◆ Material for the task
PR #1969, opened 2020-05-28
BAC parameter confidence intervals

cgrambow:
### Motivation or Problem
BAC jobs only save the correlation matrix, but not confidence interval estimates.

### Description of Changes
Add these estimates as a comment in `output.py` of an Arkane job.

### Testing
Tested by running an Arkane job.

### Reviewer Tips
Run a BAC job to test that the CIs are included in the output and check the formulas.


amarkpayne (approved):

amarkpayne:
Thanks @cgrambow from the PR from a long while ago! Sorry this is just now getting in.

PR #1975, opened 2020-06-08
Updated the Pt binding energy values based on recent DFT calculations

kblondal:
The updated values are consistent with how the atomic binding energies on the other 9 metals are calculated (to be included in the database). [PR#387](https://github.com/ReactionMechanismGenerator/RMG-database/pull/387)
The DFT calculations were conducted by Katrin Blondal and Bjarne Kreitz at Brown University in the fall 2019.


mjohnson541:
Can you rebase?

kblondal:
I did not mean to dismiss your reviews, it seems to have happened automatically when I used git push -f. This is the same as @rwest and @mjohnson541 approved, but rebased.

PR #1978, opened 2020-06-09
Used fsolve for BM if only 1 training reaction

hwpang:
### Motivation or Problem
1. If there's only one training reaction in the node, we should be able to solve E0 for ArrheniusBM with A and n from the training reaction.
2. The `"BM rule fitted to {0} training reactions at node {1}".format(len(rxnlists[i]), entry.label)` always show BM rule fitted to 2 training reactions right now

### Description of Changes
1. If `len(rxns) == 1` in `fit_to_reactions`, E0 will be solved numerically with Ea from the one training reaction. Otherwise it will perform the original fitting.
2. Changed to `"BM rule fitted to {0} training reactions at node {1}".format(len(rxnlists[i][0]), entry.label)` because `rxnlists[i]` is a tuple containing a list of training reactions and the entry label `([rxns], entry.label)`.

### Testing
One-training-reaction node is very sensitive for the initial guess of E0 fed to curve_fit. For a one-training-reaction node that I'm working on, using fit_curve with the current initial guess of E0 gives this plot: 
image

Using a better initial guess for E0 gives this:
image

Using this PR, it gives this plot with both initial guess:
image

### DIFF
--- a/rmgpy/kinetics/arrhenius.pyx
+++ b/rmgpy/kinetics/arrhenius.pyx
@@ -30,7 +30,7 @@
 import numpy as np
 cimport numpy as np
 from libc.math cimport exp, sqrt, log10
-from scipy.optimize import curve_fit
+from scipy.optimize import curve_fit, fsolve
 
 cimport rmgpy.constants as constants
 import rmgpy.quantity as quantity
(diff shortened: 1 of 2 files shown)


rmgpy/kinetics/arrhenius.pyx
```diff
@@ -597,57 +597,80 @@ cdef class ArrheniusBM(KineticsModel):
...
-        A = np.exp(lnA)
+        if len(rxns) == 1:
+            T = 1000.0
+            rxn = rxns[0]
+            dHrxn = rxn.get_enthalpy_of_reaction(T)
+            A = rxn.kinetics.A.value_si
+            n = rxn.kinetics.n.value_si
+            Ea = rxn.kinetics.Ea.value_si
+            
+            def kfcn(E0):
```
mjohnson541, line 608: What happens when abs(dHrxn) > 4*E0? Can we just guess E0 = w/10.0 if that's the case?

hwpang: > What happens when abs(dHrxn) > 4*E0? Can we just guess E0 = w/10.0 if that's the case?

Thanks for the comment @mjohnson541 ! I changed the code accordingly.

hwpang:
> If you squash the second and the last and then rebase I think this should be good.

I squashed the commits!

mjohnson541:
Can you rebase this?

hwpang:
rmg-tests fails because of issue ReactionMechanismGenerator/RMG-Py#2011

* * *

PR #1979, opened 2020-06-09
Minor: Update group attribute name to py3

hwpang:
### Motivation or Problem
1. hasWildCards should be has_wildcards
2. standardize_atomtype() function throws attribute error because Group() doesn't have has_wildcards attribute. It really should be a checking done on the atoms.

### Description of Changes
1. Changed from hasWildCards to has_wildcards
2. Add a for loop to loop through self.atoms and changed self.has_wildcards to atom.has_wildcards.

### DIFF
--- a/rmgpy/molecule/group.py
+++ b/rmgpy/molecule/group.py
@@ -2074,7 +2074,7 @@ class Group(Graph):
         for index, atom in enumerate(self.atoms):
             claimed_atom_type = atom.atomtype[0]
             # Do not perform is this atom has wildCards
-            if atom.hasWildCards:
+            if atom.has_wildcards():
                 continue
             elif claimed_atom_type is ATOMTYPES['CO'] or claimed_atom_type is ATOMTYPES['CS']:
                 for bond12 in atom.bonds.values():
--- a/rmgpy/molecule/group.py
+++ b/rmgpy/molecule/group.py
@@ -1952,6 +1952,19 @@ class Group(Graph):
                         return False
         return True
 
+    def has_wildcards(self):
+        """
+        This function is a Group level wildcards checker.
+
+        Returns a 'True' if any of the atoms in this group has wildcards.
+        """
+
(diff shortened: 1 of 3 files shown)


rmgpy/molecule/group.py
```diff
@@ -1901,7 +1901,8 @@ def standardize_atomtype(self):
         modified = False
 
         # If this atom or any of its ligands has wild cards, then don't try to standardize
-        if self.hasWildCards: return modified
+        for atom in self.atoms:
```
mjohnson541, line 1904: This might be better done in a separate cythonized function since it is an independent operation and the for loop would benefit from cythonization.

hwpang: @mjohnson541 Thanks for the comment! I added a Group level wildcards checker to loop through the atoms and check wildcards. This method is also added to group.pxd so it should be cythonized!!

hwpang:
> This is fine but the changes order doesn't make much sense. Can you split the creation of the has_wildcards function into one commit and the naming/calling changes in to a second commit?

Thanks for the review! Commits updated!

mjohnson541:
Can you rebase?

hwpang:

◆ What to do
Search the records above for "confidence". Copy each line where it is found.

◆ Solution below
BAC parameter confidence intervals
BAC jobs only save the correlation matrix, but not confidence interval estimates.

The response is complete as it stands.